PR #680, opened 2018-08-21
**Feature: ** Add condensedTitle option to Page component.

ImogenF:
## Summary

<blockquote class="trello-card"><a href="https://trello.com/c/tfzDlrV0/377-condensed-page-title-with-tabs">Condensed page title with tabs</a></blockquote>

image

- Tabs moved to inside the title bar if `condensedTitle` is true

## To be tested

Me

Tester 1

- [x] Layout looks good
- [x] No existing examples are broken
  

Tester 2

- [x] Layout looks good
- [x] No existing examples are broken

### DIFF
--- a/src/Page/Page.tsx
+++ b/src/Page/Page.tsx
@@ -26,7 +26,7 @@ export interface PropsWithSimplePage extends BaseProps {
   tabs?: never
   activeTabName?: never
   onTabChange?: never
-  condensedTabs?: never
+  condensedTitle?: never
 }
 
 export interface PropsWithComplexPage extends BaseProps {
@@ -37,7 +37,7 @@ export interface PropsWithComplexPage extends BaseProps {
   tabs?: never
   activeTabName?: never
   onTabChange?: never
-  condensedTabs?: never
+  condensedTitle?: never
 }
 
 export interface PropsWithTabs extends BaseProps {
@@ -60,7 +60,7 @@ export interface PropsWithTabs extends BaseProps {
=-=-=
#### PROMPT
Every line above that holds the word "BaseProps" is to be found and copied.

#### RESULT OF THE TASK
@@ -26,7 +26,7 @@ export interface PropsWithSimplePage extends BaseProps {
 export interface PropsWithComplexPage extends BaseProps {
@@ -37,7 +37,7 @@ export interface PropsWithComplexPage extends BaseProps {
 export interface PropsWithTabs extends BaseProps {
@@ -60,7 +60,7 @@ export interface PropsWithTabs extends BaseProps {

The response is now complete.